Collected data

+ + + +

PR #1365, opened 2023-01-27
Fixed: (LazyLibrarian) Error converting null to bool

mynameisbogdan:
#### Database Migration
NO

#### Description
Fix for `[v10.0.0.8245] Newtonsoft.Json.JsonSerializationException: Error converting value {null} to type 'System.Boolean'. Path 'Data.Newznabs[0].ENABLED', line 1, position 91.`


Qstick:
Do we need to null check it before we send it back as a string here

```
            var parameters = new Dictionary<string, string>
            {
                { "name", indexer.Name },
                { "providertype", indexer.Type.ToString().ToLower() },
                { "host", indexer.Host },
                { "prov_apikey", indexer.Apikey },
                { "enabled", indexer.Enabled.ToString().ToLower() },
                { "categories", indexer.Categories }
            };
```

+ + + +

The task – With "ToLower" as the string to find, copy every line of the records that holds it.

Finished task –
                { "providertype", indexer.Type.ToString().ToLower() },
                { "enabled", indexer.Enabled.ToString().ToLower() },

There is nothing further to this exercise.